É pela Polícia Federal que o cidadão comum pode ter a posse de arma para defesa pessoal. Também são liberadas pelo órgão as armas da Polícia Civil, guarda municipal, caçador de subsistência, servidor público, segurança privada e lojas de armas.
Os dados apontam que o cidadão comum foi responsável pelo registro de 170,9 mil armas em 2021. O quantitativo é 361% maior que em 2018, quando chegou a atingir 37 mil novos registros.
Os dados sobre novas armas registradas foram obtidos pela Folha de S.Paulo a partir de um pedido de LAI (Lei de Acesso à Informação) enviado à PF.

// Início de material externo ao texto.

PR #2890, opened 2017-08-23
Ignore errors during catalog refresh on startup

cjellick:
A change in the catalog-service refresh api behavior necessiates this
change so that cattle can move forward with starting when
catalog-service fails to refresh catalogs.

The api behavior has changed to return a 500 response code f a refresh fails.
Previously, it was just swallowing the errors and always returning a 200.
This, combined with the fact that it would take 10 minutes to return
a response in airgap setups, meant that cattle would effectively block
for 10 minutes in airgap setups before creating any project
templates/infrastructure stacks.

### DIFF
--- a/code/implementation/system-stack/src/main/java/io/cattle/platform/systemstack/catalog/impl/CatalogServiceImpl.java
+++ b/code/implementation/system-stack/src/main/java/io/cattle/platform/systemstack/catalog/impl/CatalogServiceImpl.java
@@ -30,7 +30,8 @@ import org.apache.http.HttpResponse;
 import org.apache.http.client.ClientProtocolException;
 import org.apache.http.client.ResponseHandler;
 import org.apache.http.client.fluent.Request;
-import org.apache.http.client.fluent.Response;
+import org.slf4j.Logger;
+import org.slf4j.LoggerFactory;
 import org.yaml.snakeyaml.Yaml;
 
 import com.netflix.config.DynamicBooleanProperty;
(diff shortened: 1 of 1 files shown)


code/implementation/system-stack/src/main/java/io/cattle/platform/systemstack/catalog/impl/CatalogServiceImpl.java
```diff
@@ -247,13 +249,15 @@ protected void refresh() throws IOException {
...
+                url = url.substring(0, url.length() - 1);
             }
+            Request.Post(String.format("%s?refresh&action=refresh", url)).execute().handleResponse((resp) -> {
+                int status = resp.getStatusLine().getStatusCode();
+                if (status >= 400) {
+                    log.warn("Skipping catalog refresh because it failed. Response code: {}, reason: {}", status, resp.getStatusLine().getReasonPhrase());
+                }
+                return null;
+            });
             firstCall = false;
```
alena1108: Not sure how firstCall parameter is used, just wanted to make sure that it is being set to false even though the catalog refresh had failed, is acceptable.

cjellick: Yes, its acceptable/intentional and this doesnt change how it behaves because previous versions of catalog-service basically never returned anything other than 200 to refresh calls. The idea is is that we'll make one best effort attempt at updating and then move on. Up until now, catalog-service always returned 200 on refresh calls, even if the refresh failed, so this doesn't really change the functionality other than explicitly logging a warning.

alena1108:
LGTM

PR #2894, opened 2017-08-25
Logic to send out the 'target.drain' event to haproxy

prachidamle:
This is a WIP PR for the haproxy drain feature. @cjellick  can you pls review.


prachidamle:
The validation test failures (assert svc["drain_timeout_ms"] == 15000) will go away once the rancher_compose_executor PR is merged and version of compose is bumped up.

https://github.com/rancher/rancher-compose-executor/pull/126

code/iaas/service-discovery/server/src/main/java/io/cattle/platform/servicediscovery/process/LoadBalancerServiceInstanceStopPreListener.java
```diff
@@ -0,0 +1,220 @@
...
+        Instance instance = (Instance) state.getResource();
+        if (instance == null) {
+            return null;
+        }
+        // container.stop -> find container’s service -> find all the LB services of the account of the container
+        // service -> filter out those services having lbConfig.portRules having serviceId = container’s service
+        Service service = loadService(instance);
+        if (service == null) {
+            return null;
+        }
```
cjellick: We should disable draining by default. So once you get the service, find the drainTimeout and if it is 0 or null, do not drain.
This means also taking out the deafult value for the field in the json file you modified

cjellick:
LGTM

PR #2898, opened 2017-08-30
Removed host-api package reference: not needed as its a part of agent now

alena1108:


alena1108:

PR #2899, opened 2017-08-31
Don't add rancher internal search domains when rancher container dns priority is None

kinarashah:
Adding a new system label, "io.rancher.container.dns.priority" and skip adding the internal search domains when its value is None. This along with [plugin-manager fix](https://github.com/rancher/plugin-manager/pull/86) solves [rancher/rancher#9303](https://github.com/rancher/rancher/issues/9303). 

To test, 
1) start any regular user service by creating the service with label "io.rancher.container.dns.priority" : "None". Check its /etc/resolv.conf to confirm it doesn't have any rancher specific domains. 

2) In kubernetes, 
a) use the [k8s catalog template](https://github.com/rancher/rancher-catalog/pull/858) which starts kubelet with this label set. 
b) login to kubelet and see no rancher specific domains are set. 
c) create a simple replication controller, and see that the POD's /etc/resolv.conf doesn't have any rancher specific search domains set. 
d) verify that the skydns resolution still works fine.

### DIFF
--- a/code/iaas/logic/src/main/java/io/cattle/platform/process/instance/InstancePreCreate.java
+++ b/code/iaas/logic/src/main/java/io/cattle/platform/process/instance/InstancePreCreate.java
@@ -149,14 +149,27 @@ public class InstancePreCreate extends AbstractObjectProcessLogic implements Pro
 
         for (Long networkId : networkIds) {
             Network network = objectManager.loadResource(Network.class, networkId);
+            Boolean setRancherSearchDomain = true;
             for (String dns : DataAccessor.fieldStringList(network, NetworkConstants.FIELD_DNS)) {
                 List<String> dnsList = DataAccessor.appendToFieldStringList(instance, DockerInstanceConstants.FIELD_DNS, dns);
                 data.put(DockerInstanceConstants.FIELD_DNS, dnsList);
                 data.put(InstanceConstants.FIELD_DNS_INTERNAL, Joiner.on(",").join(dnsList));
             }
-            for (String dnsSearch : DataAccessor.fieldStringList(network, NetworkConstants.FIELD_DNS_SEARCH)) {
-                List<String> dnsSearchList = DataAccessor.appendToFieldStringList(instance, DockerInstanceConstants.FIELD_DNS_SEARCH, dnsSearch);
-                data.put(DockerInstanceConstants.FIELD_DNS_SEARCH, dnsSearchList);
+            if (labels.containsKey(SystemLabels.LABEL_RANCHER_CONTAINER_DNS_PRIORITY)) {
+                String setSearchDomain = labels.get(SystemLabels.LABEL_RANCHER_CONTAINER_DNS_PRIORITY).toString();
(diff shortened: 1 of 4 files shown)


code/iaas/logic/src/main/java/io/cattle/platform/process/instance/InstancePreCreate.java
```diff
@@ -154,6 +154,9 @@ protected void setDns(Instance instance, Map<String, Object> labels, Map<Object,
                 data.put(DockerInstanceConstants.FIELD_DNS, dnsList);
                 data.put(InstanceConstants.FIELD_DNS_INTERNAL, Joiner.on(",").join(dnsList));
             }
+            if (labels.containsKey(SystemLabels.LABEL_RANCHER_CONTAINER_DNS_PRIORITY) && labels.get(SystemLabels.LABEL_RANCHER_CONTAINER_DNS_PRIORITY).toString().trim().equals("None")) {
```
alena1108: @kinarashah 
1) we should add handling for the case when label value is null
2) do comparison in case insensitive manner

code/iaas/service-discovery/server/src/main/java/io/cattle/platform/servicediscovery/deployment/impl/unit/DefaultDeploymentUnitInstance.java
```diff
@@ -353,6 +353,16 @@ protected ServiceIndex createServiceIndex() {
 
     @Override
     public List<String> getSearchDomains() {
+        Object serviceLabels = ServiceDiscoveryUtil.getLaunchConfigObject(service, launchConfigName,
+                InstanceConstants.FIELD_LABELS);
+        if (serviceLabels != null) {
+            String setSearchDomain = ((Map<String, String>) serviceLabels)
+                    .get(SystemLabels.LABEL_RANCHER_CONTAINER_DNS_PRIORITY);
+            if (setSearchDomain != null && !setSearchDomain.isEmpty() && StringUtils.equals(setSearchDomain.trim(), "None")) {
```
alena1108: Case insensitive comparison is needed

alena1108:
@kinarashah can you add an integration test for that?

code/iaas/logic/src/main/java/io/cattle/platform/process/instance/InstancePreCreate.java
```diff
@@ -154,6 +154,12 @@ protected void setDns(Instance instance, Map<String, Object> labels, Map<Object,
                 data.put(DockerInstanceConstants.FIELD_DNS, dnsList);
                 data.put(InstanceConstants.FIELD_DNS_INTERNAL, Joiner.on(",").join(dnsList));
             }
+            if (labels.containsKey(SystemLabels.LABEL_RANCHER_CONTAINER_DNS_PRIORITY)) {
+                String setSearchDomain = labels.get(SystemLabels.LABEL_RANCHER_CONTAINER_DNS_PRIORITY).toString();
+                if (setSearchDomain != null && !setSearchDomain.isEmpty() && StringUtils.equalsIgnoreCase(setSearchDomain.trim(), "None")) {
```
alena1108: @kinarashah we have to set dnssearchinternal here

alena1108:
LGTM. TF is unrelated

PR #2906, opened 2017-09-09
add tweaks to recognize special bind mounts

StrongMonkey:
We are rewriting the volume logic for rancher managed storage driver. The rancher managed volume are passed as a bind mount to the container. So we need to parse the mountpoint to see if its a rancher mountpoint.
If so, we make this mountpoint tied to the specific volume so that API/UI would know the active mounts for the volume and show the correct state.


StrongMonkey:
https://github.com/rancher/agent/pull/229

StrongMonkey:
https://github.com/rancher/storage/pull/58

StrongMonkey:
@cjellick This three PR should put our new flex vol framework is a testable state. I tested with rancher-nfs, it is working well. We still need to do the scalability and reliability tests with all the rancher drivers to make sure everything goes well. I will continue testing this to a more reliable state before handling it to QA.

O crescimento ocorre em paralelo a atos e discursos de Bolsonaro desde a campanha de 2018. O presidente, sua família e vários de seus apoiadores são ferrenhos defensores do armamento da população.
Desde quando foi eleito, o presidente editou 19 decretos, 17 portarias, duas resoluções, três instruções normativas e dois projetos de lei flexibilizando as regras para acesso a armas e munições no Brasil.
As medidas adotadas por seu governo ampliam o acesso da população a armas e munições e, por outro lado, enfraquecem os mecanismos de controle e fiscalização de artigos bélicos.
Na sua gestão, Bolsonaro estimulou o cidadão comum a se armar. Inclusive, deu acesso à população a calibres mais poderosos, como pistolas 9mm e .40, antes restritas às forças policiais.
"O crescimento era esperado tendo em vista as normas editadas no governo Bolsonaro que flexibilizam o acesso a armas e munições e também pelo incentivo público do presidente e de outras figuras públicas à compra de armas", disse Natália Pollachi, gerente de projetos do Instituto Sou da Paz.
Ivan Marques, advogado e membro do Fórum Brasileiro de Segurança Pública, acrescentou que o crescimento também é marcado pela deterioração da confiança das pessoas nas instituições de segurança pública e a promoção da ideia de que ter armas resolve o problema de segurança.
Para o especialista, mudanças nas regras também facilitaram o acesso da população a armas adquiridas pela Polícia Federal.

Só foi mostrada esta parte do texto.